Problem to solve | When the word "wonder" appears in a line of the data below, list that line.

*** Source material Section Begins ***

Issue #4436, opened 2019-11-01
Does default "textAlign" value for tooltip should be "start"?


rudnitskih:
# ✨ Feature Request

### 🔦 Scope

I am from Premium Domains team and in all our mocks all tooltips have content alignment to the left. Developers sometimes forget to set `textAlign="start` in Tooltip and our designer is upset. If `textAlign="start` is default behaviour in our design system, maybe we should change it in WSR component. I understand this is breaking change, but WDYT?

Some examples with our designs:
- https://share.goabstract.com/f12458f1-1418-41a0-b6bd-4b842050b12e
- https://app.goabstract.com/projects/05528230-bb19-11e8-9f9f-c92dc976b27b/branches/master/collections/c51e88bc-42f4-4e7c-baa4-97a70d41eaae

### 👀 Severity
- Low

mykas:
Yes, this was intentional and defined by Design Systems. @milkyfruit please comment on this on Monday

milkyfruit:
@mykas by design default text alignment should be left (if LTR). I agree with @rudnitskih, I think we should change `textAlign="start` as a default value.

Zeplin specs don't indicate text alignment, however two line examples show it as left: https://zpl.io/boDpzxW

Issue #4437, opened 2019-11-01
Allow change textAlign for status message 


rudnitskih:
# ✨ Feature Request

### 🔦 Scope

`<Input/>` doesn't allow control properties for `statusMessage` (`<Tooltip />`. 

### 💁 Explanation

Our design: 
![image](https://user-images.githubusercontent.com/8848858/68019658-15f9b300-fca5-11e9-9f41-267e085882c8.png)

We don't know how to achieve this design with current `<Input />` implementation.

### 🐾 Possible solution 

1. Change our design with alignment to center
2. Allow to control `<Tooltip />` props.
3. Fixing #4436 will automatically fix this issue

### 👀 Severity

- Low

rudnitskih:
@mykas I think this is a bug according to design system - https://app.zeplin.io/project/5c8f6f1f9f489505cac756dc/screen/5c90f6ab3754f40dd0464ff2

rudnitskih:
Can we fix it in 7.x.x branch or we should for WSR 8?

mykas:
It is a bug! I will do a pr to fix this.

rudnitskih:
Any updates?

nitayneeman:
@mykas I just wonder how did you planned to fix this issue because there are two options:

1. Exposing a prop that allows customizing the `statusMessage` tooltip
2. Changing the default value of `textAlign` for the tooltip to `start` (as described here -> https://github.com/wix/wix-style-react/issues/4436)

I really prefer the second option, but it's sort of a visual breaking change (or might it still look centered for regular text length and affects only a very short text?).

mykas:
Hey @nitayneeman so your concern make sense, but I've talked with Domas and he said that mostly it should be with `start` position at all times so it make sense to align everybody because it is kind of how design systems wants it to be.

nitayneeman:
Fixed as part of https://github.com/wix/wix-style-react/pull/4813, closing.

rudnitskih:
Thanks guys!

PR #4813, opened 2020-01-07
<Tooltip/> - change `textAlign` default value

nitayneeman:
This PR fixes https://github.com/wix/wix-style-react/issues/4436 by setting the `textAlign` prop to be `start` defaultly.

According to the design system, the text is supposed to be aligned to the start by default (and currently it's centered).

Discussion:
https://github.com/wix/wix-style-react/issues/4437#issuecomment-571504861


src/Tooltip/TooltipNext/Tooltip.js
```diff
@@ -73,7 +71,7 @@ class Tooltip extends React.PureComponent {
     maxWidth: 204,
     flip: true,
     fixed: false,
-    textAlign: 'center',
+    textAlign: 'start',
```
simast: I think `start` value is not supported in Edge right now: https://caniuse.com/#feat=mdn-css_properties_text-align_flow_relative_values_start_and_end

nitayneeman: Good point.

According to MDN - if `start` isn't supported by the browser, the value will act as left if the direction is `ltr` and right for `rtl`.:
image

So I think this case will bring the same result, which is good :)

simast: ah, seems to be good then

*** Source material Section Ends ***
*** Source material Section Begins ***

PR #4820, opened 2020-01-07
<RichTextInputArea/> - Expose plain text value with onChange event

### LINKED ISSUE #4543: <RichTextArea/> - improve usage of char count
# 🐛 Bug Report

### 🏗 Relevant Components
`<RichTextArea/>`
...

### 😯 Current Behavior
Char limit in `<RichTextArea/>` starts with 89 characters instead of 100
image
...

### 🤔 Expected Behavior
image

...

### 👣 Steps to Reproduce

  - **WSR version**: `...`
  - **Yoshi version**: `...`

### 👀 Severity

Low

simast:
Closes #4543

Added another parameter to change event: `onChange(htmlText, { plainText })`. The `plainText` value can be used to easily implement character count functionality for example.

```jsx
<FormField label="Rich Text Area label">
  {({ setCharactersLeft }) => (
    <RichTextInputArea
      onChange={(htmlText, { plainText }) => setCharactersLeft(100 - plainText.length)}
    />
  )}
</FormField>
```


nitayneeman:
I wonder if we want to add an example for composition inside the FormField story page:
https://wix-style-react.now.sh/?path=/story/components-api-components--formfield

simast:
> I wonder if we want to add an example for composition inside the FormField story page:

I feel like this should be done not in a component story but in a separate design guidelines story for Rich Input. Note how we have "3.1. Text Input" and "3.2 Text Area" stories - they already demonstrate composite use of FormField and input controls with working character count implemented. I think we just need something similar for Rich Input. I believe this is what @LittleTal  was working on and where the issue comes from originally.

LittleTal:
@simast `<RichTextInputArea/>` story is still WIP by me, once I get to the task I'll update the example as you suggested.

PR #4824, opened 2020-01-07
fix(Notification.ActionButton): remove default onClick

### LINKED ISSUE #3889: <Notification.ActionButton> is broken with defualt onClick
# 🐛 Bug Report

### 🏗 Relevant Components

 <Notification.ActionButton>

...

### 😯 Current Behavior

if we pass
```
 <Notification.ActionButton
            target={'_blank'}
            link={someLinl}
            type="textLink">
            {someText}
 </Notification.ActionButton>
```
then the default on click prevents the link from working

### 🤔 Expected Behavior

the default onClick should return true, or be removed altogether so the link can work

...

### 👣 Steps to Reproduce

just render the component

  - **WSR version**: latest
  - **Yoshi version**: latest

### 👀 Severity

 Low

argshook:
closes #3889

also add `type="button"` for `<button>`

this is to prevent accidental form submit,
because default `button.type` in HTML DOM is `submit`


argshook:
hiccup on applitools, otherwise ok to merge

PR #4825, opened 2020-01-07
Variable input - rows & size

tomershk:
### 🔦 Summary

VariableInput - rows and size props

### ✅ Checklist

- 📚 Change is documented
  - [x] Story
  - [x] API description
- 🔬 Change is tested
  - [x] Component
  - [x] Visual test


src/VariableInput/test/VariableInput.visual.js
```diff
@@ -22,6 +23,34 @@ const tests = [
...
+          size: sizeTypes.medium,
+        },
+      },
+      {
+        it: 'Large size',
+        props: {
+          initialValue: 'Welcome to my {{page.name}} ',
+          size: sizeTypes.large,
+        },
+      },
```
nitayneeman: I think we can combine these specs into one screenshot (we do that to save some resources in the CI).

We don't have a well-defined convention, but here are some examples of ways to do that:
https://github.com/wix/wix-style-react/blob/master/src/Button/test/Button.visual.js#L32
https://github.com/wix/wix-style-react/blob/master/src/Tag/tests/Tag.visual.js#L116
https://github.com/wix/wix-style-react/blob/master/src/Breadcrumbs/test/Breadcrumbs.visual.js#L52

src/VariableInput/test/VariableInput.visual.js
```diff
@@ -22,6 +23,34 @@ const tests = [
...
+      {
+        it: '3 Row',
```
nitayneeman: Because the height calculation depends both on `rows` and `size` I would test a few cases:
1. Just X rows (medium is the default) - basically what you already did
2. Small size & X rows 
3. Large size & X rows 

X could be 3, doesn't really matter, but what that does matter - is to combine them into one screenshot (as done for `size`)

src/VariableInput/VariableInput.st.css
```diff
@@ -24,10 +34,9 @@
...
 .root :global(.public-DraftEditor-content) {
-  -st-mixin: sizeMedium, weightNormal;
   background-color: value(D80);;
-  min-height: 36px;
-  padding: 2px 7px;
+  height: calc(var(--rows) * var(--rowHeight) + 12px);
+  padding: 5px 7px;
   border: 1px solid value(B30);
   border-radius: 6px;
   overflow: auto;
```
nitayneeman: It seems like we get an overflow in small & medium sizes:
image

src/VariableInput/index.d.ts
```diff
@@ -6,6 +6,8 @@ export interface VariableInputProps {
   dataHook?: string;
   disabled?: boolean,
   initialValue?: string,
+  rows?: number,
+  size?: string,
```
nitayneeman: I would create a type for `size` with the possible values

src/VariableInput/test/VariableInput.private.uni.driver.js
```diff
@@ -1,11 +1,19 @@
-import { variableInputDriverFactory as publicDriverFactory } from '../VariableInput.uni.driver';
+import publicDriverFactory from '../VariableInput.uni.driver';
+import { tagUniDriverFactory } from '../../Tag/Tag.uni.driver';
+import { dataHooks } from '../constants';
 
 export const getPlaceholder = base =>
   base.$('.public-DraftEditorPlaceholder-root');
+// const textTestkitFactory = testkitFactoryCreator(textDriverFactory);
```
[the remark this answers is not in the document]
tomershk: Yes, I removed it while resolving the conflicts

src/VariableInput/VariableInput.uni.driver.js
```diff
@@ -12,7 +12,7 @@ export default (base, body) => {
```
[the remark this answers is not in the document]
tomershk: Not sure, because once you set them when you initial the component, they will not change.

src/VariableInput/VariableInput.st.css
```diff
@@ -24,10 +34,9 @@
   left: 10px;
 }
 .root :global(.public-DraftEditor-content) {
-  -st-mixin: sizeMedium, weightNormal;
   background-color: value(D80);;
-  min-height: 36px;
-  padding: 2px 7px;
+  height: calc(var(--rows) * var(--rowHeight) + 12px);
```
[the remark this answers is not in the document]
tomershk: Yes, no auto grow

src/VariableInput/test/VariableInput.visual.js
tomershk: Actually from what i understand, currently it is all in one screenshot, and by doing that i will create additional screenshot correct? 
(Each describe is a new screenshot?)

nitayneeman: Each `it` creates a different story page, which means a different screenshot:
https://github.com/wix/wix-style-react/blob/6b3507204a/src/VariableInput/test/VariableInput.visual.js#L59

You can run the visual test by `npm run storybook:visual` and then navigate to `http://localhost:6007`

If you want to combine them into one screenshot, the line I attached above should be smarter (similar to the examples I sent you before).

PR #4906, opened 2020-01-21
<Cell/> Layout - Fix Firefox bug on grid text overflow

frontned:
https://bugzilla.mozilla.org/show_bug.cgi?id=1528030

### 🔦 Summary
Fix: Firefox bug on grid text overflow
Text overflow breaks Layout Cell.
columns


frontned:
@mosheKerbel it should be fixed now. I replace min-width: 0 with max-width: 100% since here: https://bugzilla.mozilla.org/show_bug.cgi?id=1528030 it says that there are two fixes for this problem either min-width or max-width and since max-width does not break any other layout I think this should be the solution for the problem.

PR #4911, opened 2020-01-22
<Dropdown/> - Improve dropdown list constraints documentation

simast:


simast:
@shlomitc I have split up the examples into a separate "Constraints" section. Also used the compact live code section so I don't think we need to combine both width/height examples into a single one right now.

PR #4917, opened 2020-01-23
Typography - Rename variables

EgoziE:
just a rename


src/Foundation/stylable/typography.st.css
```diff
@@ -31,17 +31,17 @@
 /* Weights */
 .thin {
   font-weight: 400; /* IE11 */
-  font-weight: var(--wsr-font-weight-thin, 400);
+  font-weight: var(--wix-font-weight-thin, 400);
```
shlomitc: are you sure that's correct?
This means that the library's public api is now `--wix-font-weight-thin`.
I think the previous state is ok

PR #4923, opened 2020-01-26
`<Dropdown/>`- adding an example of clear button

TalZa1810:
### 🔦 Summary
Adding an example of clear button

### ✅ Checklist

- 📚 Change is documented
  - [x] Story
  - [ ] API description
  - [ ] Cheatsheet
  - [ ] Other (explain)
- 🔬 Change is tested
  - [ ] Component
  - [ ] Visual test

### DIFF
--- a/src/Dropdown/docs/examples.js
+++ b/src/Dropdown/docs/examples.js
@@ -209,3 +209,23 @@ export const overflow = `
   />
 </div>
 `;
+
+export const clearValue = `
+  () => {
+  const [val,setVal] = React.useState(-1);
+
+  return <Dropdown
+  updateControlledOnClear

*** Source material Section Ends ***

Task solution |
@mykas I just wonder how did you planned to fix this issue because there are two options:
I wonder if we want to add an example for composition inside the FormField story page:
> I wonder if we want to add an example for composition inside the FormField story page:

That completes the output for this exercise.